[[ Given entries open ]]

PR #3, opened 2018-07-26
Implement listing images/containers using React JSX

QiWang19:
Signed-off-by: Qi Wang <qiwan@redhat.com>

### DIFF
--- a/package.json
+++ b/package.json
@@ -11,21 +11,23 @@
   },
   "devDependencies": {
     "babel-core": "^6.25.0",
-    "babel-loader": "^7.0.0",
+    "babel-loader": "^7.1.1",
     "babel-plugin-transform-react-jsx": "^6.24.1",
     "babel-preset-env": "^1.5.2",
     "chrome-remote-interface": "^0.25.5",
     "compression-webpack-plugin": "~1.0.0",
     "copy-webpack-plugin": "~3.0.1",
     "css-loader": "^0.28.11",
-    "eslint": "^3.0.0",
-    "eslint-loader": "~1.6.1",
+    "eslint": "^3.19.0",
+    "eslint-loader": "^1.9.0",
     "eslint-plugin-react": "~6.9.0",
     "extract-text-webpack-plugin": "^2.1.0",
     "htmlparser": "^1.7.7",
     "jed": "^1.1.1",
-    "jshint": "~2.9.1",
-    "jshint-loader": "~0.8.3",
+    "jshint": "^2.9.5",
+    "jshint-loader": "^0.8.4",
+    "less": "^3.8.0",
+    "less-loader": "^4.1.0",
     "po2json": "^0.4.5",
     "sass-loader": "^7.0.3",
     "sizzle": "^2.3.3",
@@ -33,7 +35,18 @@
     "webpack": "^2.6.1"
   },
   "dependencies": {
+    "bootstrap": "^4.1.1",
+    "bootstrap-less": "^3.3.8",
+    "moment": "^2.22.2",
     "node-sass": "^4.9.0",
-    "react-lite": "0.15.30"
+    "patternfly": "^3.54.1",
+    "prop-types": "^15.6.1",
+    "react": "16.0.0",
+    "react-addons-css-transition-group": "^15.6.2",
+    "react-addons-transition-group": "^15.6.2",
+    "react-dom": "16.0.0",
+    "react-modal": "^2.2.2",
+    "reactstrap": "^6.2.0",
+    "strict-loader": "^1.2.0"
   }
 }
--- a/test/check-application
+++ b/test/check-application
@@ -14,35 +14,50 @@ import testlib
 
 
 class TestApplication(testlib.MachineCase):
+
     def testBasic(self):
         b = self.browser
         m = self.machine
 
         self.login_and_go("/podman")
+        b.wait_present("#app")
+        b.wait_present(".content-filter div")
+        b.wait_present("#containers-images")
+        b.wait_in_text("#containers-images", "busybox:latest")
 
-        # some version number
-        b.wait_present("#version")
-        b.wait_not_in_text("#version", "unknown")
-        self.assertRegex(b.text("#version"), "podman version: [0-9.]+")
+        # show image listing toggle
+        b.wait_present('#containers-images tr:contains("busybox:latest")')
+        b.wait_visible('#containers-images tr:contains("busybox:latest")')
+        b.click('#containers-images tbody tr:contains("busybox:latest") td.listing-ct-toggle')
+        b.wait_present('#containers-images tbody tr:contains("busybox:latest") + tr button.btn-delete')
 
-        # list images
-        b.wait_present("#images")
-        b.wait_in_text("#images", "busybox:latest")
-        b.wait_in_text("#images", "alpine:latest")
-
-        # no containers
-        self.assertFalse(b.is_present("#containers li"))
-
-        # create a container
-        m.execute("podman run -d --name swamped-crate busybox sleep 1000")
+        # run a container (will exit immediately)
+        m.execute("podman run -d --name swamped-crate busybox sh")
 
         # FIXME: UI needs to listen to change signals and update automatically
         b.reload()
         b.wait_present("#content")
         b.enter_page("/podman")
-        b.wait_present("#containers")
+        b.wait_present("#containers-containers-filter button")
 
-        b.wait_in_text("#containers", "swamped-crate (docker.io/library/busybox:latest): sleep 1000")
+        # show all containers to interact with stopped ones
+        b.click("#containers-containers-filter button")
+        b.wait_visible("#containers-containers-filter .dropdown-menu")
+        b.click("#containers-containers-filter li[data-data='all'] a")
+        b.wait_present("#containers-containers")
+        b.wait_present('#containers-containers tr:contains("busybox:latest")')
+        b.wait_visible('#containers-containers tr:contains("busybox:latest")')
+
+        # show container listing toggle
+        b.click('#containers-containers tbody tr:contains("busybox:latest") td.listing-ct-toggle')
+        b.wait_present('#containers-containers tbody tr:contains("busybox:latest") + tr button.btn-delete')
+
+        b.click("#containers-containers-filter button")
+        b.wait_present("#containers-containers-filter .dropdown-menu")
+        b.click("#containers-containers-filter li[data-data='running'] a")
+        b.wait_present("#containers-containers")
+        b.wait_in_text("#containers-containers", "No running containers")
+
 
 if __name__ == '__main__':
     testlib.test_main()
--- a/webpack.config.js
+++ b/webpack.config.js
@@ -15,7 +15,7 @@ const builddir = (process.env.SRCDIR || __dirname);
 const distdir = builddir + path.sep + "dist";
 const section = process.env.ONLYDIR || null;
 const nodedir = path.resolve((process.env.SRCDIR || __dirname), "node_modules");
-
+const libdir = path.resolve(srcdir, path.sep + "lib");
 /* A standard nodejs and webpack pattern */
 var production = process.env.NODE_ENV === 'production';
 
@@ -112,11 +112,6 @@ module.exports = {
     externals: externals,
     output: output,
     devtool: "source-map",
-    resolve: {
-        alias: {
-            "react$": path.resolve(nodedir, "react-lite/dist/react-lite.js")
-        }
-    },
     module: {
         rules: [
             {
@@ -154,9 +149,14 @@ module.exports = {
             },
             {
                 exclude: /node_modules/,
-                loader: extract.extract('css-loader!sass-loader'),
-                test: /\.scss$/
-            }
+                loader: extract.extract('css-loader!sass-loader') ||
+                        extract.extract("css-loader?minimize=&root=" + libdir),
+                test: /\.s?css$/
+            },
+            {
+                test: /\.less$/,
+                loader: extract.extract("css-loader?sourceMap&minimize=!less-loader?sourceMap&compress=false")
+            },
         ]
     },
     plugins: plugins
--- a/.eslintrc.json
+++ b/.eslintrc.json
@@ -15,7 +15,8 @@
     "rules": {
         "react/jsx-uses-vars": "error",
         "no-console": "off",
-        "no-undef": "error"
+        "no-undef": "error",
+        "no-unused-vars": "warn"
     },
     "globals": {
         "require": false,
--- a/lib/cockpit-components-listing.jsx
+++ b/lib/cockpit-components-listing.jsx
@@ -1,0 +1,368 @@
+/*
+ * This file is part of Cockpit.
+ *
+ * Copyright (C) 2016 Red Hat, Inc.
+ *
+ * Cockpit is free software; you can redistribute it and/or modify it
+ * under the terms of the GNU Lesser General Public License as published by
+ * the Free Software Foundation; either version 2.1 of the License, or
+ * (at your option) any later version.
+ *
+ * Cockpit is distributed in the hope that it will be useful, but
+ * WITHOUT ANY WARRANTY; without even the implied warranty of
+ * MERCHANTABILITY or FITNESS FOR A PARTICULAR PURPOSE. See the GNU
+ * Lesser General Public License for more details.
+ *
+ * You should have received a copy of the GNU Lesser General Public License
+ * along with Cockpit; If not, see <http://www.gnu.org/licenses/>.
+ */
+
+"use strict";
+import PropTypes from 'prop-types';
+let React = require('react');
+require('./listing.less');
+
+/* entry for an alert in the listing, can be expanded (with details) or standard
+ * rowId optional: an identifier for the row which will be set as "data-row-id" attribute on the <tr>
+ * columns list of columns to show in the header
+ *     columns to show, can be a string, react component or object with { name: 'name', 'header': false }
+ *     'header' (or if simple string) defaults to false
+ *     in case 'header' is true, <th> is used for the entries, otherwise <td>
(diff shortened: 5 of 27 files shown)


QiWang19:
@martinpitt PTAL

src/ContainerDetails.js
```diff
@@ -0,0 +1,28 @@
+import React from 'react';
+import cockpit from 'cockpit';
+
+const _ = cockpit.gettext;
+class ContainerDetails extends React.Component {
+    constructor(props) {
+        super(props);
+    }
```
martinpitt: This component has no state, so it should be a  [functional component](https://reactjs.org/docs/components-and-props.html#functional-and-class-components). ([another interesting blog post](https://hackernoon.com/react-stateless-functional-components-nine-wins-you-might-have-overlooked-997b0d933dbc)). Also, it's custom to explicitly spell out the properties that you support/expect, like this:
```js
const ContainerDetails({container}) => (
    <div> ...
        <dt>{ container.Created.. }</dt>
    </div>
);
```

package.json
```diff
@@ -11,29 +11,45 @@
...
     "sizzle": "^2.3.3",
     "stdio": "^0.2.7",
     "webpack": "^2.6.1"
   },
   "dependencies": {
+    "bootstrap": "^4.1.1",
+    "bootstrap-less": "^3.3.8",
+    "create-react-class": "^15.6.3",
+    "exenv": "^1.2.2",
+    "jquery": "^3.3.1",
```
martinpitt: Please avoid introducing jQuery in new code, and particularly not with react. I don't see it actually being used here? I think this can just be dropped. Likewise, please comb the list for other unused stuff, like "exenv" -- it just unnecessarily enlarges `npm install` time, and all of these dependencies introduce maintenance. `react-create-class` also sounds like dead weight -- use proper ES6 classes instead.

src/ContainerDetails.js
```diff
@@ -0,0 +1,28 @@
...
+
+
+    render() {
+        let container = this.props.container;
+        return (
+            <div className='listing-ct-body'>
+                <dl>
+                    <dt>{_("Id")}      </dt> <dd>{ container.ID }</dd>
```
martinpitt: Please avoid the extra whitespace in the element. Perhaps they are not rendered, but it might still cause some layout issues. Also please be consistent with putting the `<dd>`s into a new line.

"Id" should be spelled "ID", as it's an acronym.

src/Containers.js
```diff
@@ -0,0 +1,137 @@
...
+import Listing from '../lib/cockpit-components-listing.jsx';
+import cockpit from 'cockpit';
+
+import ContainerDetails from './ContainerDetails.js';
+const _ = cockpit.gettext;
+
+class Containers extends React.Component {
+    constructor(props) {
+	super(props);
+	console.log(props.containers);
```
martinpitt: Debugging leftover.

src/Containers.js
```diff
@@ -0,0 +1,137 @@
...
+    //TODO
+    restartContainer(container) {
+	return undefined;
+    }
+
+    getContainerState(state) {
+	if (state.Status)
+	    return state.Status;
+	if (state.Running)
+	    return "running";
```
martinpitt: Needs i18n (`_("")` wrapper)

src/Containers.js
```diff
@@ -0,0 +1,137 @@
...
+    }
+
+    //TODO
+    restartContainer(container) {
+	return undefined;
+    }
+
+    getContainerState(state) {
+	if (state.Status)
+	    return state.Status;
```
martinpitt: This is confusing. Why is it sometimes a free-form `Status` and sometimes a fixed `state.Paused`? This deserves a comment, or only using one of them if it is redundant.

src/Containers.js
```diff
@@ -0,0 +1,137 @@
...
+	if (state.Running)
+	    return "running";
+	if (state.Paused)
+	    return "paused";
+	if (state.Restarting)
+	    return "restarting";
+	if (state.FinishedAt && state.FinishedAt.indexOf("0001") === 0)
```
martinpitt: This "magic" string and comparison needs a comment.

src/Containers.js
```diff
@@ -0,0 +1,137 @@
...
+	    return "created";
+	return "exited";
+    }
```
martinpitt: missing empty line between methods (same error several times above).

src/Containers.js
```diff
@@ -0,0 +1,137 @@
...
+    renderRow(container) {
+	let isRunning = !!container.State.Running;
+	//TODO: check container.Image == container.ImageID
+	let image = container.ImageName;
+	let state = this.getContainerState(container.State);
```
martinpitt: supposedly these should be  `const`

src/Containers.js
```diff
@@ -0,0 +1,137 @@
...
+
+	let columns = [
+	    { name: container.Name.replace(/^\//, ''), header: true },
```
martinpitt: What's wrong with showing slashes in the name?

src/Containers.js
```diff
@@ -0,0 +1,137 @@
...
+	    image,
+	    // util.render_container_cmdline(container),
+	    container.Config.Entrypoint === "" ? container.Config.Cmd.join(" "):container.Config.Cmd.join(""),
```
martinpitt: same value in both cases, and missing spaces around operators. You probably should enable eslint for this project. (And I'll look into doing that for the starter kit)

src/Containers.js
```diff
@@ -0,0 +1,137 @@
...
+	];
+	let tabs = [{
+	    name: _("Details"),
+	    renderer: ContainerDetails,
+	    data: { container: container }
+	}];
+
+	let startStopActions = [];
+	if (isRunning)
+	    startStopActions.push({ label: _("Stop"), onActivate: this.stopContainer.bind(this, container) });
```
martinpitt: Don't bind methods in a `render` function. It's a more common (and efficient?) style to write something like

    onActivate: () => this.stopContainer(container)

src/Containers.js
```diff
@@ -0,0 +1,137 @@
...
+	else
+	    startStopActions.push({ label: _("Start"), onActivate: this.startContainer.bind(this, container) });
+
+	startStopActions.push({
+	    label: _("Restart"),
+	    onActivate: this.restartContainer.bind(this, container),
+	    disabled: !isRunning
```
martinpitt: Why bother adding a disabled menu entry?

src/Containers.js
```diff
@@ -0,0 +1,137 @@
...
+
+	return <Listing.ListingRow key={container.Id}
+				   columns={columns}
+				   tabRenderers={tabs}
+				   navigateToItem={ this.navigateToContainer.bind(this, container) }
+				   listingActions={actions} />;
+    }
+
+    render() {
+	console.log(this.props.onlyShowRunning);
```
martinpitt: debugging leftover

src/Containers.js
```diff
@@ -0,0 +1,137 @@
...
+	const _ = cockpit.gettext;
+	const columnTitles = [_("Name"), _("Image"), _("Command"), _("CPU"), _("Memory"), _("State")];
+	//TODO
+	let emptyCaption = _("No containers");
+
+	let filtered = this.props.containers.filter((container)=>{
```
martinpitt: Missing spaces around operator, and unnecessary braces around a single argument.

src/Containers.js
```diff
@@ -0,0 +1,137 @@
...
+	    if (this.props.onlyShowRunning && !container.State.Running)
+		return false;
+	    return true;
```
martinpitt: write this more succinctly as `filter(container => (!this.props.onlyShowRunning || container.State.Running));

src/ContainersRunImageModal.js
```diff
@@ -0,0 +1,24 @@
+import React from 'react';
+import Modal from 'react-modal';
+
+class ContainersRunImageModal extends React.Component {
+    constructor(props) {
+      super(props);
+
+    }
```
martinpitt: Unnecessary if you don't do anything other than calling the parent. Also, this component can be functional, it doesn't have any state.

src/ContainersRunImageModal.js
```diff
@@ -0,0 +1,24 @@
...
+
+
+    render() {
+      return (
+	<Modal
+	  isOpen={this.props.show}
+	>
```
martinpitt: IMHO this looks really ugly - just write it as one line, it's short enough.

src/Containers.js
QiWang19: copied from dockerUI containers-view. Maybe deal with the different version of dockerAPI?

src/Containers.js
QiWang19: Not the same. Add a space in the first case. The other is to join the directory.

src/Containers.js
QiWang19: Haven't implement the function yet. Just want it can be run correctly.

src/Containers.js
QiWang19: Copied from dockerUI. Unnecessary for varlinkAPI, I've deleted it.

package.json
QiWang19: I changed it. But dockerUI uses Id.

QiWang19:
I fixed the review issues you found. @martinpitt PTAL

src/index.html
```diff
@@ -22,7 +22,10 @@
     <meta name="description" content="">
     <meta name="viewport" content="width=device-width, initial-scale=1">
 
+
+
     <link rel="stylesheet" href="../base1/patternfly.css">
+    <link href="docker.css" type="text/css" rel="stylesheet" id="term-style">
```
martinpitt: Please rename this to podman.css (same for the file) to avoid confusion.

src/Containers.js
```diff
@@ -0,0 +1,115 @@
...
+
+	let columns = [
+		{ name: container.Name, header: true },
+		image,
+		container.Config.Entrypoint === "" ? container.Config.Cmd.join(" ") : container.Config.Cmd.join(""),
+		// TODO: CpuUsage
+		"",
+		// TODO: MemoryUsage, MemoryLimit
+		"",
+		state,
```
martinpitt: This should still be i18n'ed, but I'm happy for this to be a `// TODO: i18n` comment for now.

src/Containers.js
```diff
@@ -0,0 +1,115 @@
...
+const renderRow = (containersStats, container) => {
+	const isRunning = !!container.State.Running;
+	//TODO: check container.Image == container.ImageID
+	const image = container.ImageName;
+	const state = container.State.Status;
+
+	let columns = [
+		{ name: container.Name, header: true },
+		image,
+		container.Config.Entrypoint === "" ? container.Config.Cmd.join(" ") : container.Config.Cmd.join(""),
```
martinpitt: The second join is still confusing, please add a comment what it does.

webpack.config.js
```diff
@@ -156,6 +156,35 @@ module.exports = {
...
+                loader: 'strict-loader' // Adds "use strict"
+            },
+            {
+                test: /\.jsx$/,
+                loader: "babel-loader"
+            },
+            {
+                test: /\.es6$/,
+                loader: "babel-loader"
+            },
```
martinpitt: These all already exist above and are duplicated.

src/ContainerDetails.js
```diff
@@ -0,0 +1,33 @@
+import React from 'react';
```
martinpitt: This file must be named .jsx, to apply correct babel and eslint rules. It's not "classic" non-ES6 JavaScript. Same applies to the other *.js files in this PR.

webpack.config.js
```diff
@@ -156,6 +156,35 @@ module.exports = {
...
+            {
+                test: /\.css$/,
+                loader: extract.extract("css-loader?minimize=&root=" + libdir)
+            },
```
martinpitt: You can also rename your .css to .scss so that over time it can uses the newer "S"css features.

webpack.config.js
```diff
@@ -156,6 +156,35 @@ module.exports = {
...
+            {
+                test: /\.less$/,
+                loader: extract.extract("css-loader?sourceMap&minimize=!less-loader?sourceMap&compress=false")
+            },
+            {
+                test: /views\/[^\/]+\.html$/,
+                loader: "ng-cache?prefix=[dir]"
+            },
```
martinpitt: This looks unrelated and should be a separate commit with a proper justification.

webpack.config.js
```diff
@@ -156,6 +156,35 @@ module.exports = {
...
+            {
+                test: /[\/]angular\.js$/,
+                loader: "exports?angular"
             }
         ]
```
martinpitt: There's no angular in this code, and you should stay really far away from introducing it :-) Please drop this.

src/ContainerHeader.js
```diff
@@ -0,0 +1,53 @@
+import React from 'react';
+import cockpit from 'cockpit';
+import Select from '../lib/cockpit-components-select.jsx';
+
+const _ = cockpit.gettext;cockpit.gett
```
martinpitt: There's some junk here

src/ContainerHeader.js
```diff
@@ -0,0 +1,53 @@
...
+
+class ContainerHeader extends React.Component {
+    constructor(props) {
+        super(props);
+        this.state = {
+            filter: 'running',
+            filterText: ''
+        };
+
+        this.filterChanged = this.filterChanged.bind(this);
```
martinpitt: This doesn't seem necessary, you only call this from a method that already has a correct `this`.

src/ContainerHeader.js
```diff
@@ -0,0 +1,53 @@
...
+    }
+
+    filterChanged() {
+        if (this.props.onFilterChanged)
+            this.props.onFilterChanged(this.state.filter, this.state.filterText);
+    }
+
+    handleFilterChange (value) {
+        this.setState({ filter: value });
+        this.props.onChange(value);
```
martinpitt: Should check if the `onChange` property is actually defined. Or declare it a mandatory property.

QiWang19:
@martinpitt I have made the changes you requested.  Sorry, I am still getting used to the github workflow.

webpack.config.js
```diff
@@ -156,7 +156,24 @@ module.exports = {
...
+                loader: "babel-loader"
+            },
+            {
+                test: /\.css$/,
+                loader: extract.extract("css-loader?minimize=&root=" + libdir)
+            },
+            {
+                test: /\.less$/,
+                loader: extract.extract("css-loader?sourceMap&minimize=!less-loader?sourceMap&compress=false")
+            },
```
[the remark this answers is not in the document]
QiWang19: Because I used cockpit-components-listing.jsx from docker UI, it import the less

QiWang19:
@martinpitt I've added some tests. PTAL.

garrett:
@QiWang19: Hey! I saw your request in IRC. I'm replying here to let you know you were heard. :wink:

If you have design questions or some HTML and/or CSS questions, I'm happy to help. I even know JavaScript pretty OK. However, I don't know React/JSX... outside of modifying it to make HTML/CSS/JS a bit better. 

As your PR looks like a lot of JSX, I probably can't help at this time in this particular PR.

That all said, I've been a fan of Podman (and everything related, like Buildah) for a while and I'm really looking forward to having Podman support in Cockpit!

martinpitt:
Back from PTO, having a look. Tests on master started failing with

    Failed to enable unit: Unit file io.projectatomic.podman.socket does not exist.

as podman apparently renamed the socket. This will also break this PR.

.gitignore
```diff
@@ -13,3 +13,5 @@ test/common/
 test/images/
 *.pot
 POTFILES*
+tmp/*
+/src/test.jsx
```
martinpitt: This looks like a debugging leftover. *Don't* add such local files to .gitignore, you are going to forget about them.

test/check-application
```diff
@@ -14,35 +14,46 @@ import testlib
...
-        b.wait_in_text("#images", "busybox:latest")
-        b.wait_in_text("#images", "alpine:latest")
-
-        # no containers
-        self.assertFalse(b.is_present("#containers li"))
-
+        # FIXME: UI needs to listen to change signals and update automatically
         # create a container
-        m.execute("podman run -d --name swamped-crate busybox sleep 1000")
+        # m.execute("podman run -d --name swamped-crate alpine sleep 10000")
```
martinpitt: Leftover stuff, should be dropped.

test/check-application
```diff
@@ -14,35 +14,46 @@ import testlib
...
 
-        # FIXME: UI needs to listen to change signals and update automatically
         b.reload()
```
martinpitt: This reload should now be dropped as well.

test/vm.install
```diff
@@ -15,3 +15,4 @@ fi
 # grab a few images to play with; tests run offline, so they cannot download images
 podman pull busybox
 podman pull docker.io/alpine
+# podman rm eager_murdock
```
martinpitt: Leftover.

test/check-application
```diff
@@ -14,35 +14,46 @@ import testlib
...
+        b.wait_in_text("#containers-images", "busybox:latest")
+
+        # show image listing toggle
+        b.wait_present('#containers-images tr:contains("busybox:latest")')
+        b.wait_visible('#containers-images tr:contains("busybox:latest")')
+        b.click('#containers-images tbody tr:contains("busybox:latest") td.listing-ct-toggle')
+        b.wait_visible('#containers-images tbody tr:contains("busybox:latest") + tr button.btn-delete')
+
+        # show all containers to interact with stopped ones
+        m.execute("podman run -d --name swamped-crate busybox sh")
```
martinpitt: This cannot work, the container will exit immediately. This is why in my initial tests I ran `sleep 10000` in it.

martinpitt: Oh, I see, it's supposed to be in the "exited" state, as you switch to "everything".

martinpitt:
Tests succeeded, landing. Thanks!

[[ Given entries closed ]]

Assignment | Copy each line above where "menu" appears.

Problem solution |
+        b.wait_visible("#containers-containers-filter .dropdown-menu")
+        b.wait_present("#containers-containers-filter .dropdown-menu")
martinpitt: Why bother adding a disabled menu entry?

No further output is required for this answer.